Trasparenza nel calice
Possa nasce da una scelta precisa: riportare vita sulle terrazze delle Cinque Terre, rimettere mano ai muretti a secco, dare un futuro a vigne che rischiavano l’abbandono.
Qui il vino non è un oggetto da costruire in laboratorio, ma il risultato di mani, tempo e paesaggio. Ogni bottiglia è legata a un versante, a un sentiero, a un filare portato avanti anno dopo anno.
2004: l’inizio di un progetto
L’Azienda Agricola Possa nasce ufficialmente nel 2004, quando Samuele Heydi Bonanini decide di recuperare alcune porzioni di vigneto a Riomaggiore e cominciare a vinificare in proprio, con un approccio lontano dalle mode e vicino alla tradizione contadina. Le prime bottiglie sono poche centinaia; il progetto cresce passo dopo passo, seguendo un’idea chiara: ridare voce alle Cinque Terre attraverso il vino, senza piegarlo a standard omologanti.
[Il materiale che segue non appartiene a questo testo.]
PR #315, opened 2026-02-22
Store verdict for later use

hughdbrown:
Add verdict_bool to the reviews table, populated by ParseVerdict() at CompleteJob() time.


wesm:
"Not valid. This is the same phantom finding from #6595 repeated verbatim. There are no
  run/analyze/custom task jobs in the system. The valid review types are default, security, and
  design — all produce review output with verdict semantics. The finding is based on functionality
  that doesn't exist."

wesm:
I'm going to fix the test race failure that is unrelated to this PR in a new PR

Viticoltura eroica ogni giorno
La viticoltura a Possa è definita “eroica” non per moda, ma per necessità: pendii ripidi, accessi complessi, filari che si raggiungono a piedi o con piccole monorotaie. Ogni operazione – potatura, legatura, sfogliatura, diradamento, raccolta – è manuale. Negli anni, questo lavoro ha avuto anche una funzione territoriale: contrastare l’abbandono delle vigne, mantenere i muretti a secco, ridurre il rischio di frane e degrado.
La cantina: legno, acciaio, anfora
In cantina viene ripreso l’uso del legno sia per la fermentazione che per l’affinamento, non solo rovere ma anche altre essenze tradizionali. Accanto al legno convivono acciaio e anfore, a seconda del vino e dell’annata. Le fermentazioni sono spesso spontanee, condotte da lieviti indigeni, e l’utilizzo di solforosa è misurato con attenzione. Il lavoro sulla pulizia – anche attraverso l’uso del vapore – permette di ridurre i trattamenti invasivi e mantenere i vini vivi e precisi.
Senza chimica, con responsabilità
Fin dall’inizio, l’approccio di Possa è stato quello di evitare la chimica di sintesi, sia in vigna che in cantina, privilegiando pratiche agronomiche rispettose, basso impatto e scelte energetiche sobrie. Non si tratta solo di produrre vino, ma di custodire un paesaggio fragile e di farlo in modo che possa essere trasmesso a chi verrà dopo.